I'm ~5'11'', 190 pounds, and I normally paddle a Dagger Axiom 8.5 on various class II rivers currently in and around Georgia. I recently purchased a used pyrahna inazone 232, which is a foot shorter than my axiom, and lower in volume, but very comfortable..and within my weight range. I have not had a chance to take the boat out on the river yet, but have some interesting issues I don't experience in the axiom. The cockpit on the inazone is a good bit smaller than the axiom, and being a bit leggy, I find myself having to push up and back to free my knees easily from the thigh braces when exiting on flat ground. This slightly worries me in the event I need to wet exit. For the record..I've done wet exits in the axiom in calm situations, and on rivers with absolutely no problems. I understand that physically pushing my weight up and out while right side up and on dry land is a vastly different situation than being upside down and not having to lift myself in the same way. I'm mainly curious if anyone else with more experience thinks this could be a potential problem, or if this is common on some boats. In the end, I suppose I won't know until I do a practice wet exit in a pool with a friend. 
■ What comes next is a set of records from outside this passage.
Issue #58, opened 2017-05-20
string pretty printer escapes `$` when it's not desired


Fuuzetsu:
```
                , Nix.bindTo "installPhase" $ Nix.mkIndentedStr $ Text.unlines $
                    [ "mkdir $out"
                    , "cp $src $out"
                    ]
```
produces

```
        installPhase = ''
          mkdir ''$out
          cp ''$src ''$out
        '';
```

There seems to be no work-around as similar issue happens with `mkStr` too. What's the intended way to generate strings that point at variables at run-time?

bennofs:
```
nix-repl> '' $foo ''
"$foo "

nix-repl> '' ''$foo ''
"$foo "
```

They seem to evaluate to the same thing?

Fuuzetsu:
Hm, interesting. I wrote a work-around in meantime for my use-case but maybe it wasn't needed.

```
          mkUnescapedIndentedStr rep s =
            Nix.mkSym "builtins.replaceStrings"
              `Nix.mkApp` Nix.mkList [Nix.mkStr rep]
              `Nix.mkApp` Nix.mkList [Nix.mkSym "\"$\""]
              `Nix.mkApp` Nix.mkIndentedStr s
```

```
                , Nix.bindTo "installPhase" $ mkUnescapedIndentedStr "ENV_"
                    $ Text.unlines [ "mkdir ENV_out"
                                   , "cp ENV_src ENV_out"
                                   ]
```
```
        installPhase = builtins.replaceStrings [
          "ENV_"
        ] [ "$" ] ''
          mkdir ENV_out
          cp ENV_src ENV_out
        '';
```

@bennofs there is still a bug here however

```
nix-repl> out = "/tmp"

nix-repl> '' echo ${toString out} ''
"echo /tmp "

nix-repl> '' echo ''${toString out} ''
"echo ${toString out} "
```

bennofs:
@Fuuzetsu I don't think this is a bug. What you pass to `mkStr` is a plain string, so every nix special char should be escaped. The correct expression for an interpolated string would be something like this:

```
λ: parseNixString " '' ${out} '' "
Success (Fix (NStr (Indented [Antiquoted (Fix (NSym "out")),Plain " "])))
λ: prettyNix $ Fix (NStr (Indented [Antiquoted (mkSym "out"), Plain " foo"]))
''${out} foo''
```

Fuuzetsu:
[...]

PR #59, opened 2017-05-31
Dollar quoting

rimmington:
The Nix manual [states]:

> Since ${ and '' have special meaning in indented strings, you need a way to quote them. ${ can be escaped by prefixing it with '' (that is, two single quotes), i.e., ''${.

but says nothing about needing to escape `$` followed by any other character. hnix currently escapes `$` unconditionally when pretty-printing, which is also accepted by the Nix tooling:

```
λ> show . prettyNix $ Fix (NStr (Indented [Plain "$foo"]))
"''''$foo''"
```
```
nix-shell> ''''$foo''
"$foo"
```

I can't find any documentation about this behaviour by the Nix tools.

None of this is really a _bug_, but it does make the common case of including shell variables in Nix strings a bit unintuitive; at first glance I thought this string ended too early:

```
preConfigure = ''
  export PATH="''$PWD/dist/build/intero:''$PATH"
'';
```

So this PR modifies the pretty-printer to only escape `${` in indented strings. I would've changed the printing of non-indented strings as well, but I can't find where that escaping is done.

Somewhat related to #58.

[states]: https://nixos.org/nix/manual/#idm140737318139904

### DIFF
--- a/Nix/Pretty.hs
+++ b/Nix/Pretty.hs
@@ -70,7 +70,7 @@ prettyString (Indented parts)
     f ([Plain t] : xs) | Text.null (strip t) = xs
     f xs = xs
   prettyLine = hcat . map prettyPart
-  prettyPart (Plain t) = text . unpack . replace "$" "''$" . replace "''" "'''" $ t
+  prettyPart (Plain t) = text . unpack . replace "${" "''${" . replace "''" "'''" $ t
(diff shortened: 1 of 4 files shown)


Fuuzetsu:
This actually solves half of #58, the other half is analogous fix for non-indented strings.

PR #64, opened 2017-09-23
Reduce code duplication in main/Main.hs

vaibhavsagar:
`nix` and `nixString` do mostly the same thing.


vaibhavsagar:
Thank you :smile:

jwiegley:
@vaibhavsagar Thank you! Both for noticing the duplication, and providing a fix. :)

PR #74, opened 2018-01-18
shell.nix: pin nixpkgs revision to HEAD of nixos-17.09

eqyiel:
This is just for the sake of people not on the stable channel who want to use
the same version of GHC specified here.

### DIFF
--- a/nixpkgs.nix
+++ b/nixpkgs.nix
@@ -1,0 +1,26 @@
+{ stdenv, fetchFromGitHub }:
+
+stdenv.mkDerivation rec {
+  name = "nixos-17.09-${version}";
+  version = "2017-01-19";
+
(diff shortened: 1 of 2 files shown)


eqyiel:
This actually fails for me: https://gist.github.com/eqyiel/8df65e30ae2f54ddd40172ba150e8ecb

I don't know why it's pulling in `ghc-7.4.2` in addition to `ghc-8.0.1`.

@jwiegley I'm curious to know what revision of nixpkgs you are on in order to make this work!

jwiegley:
I'm at 3a4698f8136 right now.

jwiegley:
Note that I'm going to remove `default.nix` and `shell.nix` from this repository, since they can both be generated by `cabal2nix`.

PR #76, opened 2018-01-26
Fix recset evaluation logic

madjar:
Before, an evaluation of a recset would contain all the environment. Eg:
```
>>> let a = 4; in rec {x = 2;}
{x = 2; a = 4;}
```

This commit changes it to only contain the values actually bound in the set:
```
>>> let a = 4; in rec {x = 2;}
{x = 2;}
```

### DIFF
--- a/Nix/Eval.hs
+++ b/Nix/Eval.hs
@@ -148,7 +148,7 @@ evalExpr = cata phi
         rec
           mergedEnv <- pure $ Fix $ NVSet $ evaledBinds `Map.union` env'
           evaledBinds <- evalBinds True mergedEnv binds
-        pure mergedEnv
+        pure . Fix . NVSet $ evaledBinds
       _ -> error "invalid evaluation environment"
 
     phi (NLet binds e) = \env -> case env of


jwiegley:
Great! Speaking of evaluation environments, any thoughts on this one:

https://github.com/jwiegley/hnix/blob/master/Nix/Eval.hs#L194

madjar:
Took me a while to figure out what was meant in that comment, so I'll write it down for the records:

```
let f = {a, b ? a}: {inherit a; inherit b;}; in f {a = 2;}
```

In nix, the default values for arguments of a lambda can refer to other arguments (I did not know that :)).

So, now that it's clearer to me, I'll think about how this can be implemented here.

madjar:
Okay, so my conclusion is that `NVFunction (Params r) (NValue m -> m r)` is not a good representation, because it does not leave room for the fact that you need the arguments from the function application to compute the default values.

I'm working on a solution that changes it to `NVFunction (Params (NValue m -> m r)) (NValue m -> m r)`, so that the default values depend from the application arguments, and not only from the environment.

I'll send a PR for that, but there's a thing or two I'd like to tackle before.

jwiegley:
This sounds great, @madjar.  I know that @ryantrinkle has been blocked on this issue for a while.

ryantrinkle:
Yes, thanks @madjar and @jwiegley for looking at this!

PR #78, opened 2018-01-28
Change the environment in evaluation to be a `Map Text (NValue m)`

madjar:
Currently, the environment is passed as a `NValue m`, but is assumed to be
a set every single time it is used. This commit changes it `Map Text (NValue
m)`. Since this is used a lot, it defines a new type alias:

```
type Set m = Map.Map Text (NValue m)
```

This has multiples benefits:
- Simplify some code by removing all the checks that the env is indeed a set
- Simplify the usage of the module by making clear that we need a set as the
  environment. (I especially like this, since it took me a while to figure out
  what that argument was supposed to be the first time).
- Make it simple to inject functions in the environment (for example to have
  builtins) since now the function definition doesn't need to unwrap the set.

### DIFF
--- a/Nix/Eval.hs
+++ b/Nix/Eval.hs
@@ -27,7 +27,7 @@ data NValueF m r
     | NVStr Text
     | NVList [r]
     | NVSet (Map.Map Text r)
-    | NVFunction (Params r) (NValue m -> m r)
+    | NVFunction (Params r) (ValueSet m -> m r)
     | NVLiteralPath FilePath
     | NVEnvPath FilePath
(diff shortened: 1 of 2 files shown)


jwiegley:
`Set` is a bit of an overload, if we ever choose to use `Data.Set` in this library. Maybe another name, like `ValueSet`?

madjar:
Yeah, I was not super satisfied with the name, `ValueSet` sound better.

madjar:
There, I changed it to `ValueSet` (and fixed the conflict).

I appreciate any help/advice anyone can offer.

Thanks,
David A.


----------



## Rockfall (Aug 16, 2007)

Don't sweat it. Gravity, water lubrication and possible panic takes care of getting out of the boat. Just like you were taught, slide the boat off like pants once the skirt is off upside down. Practice in the pool can only help you become more comfortable with the wet exit in any boat. Remember, the best wet exit is no wet exit.


----------



## smauk2 (Jun 24, 2009)

ya if its serious you wont fail a wet exit


----------



## rgAHOLE (Jun 8, 2010)

I would start with learning how to roll and stop swimmimg. This should help with the wet exit part. Also, move out of Georgia. If you really want to learn how to boat check out Farmington, NM. 
If you have to stay in Georgia, sell your boat and buy a road bike. Whatever you decide to do - never, ever, take up rafting.
Hope this helps.

Peace!


----------



## Flying_Spaghetti_Monster (Jun 3, 2010)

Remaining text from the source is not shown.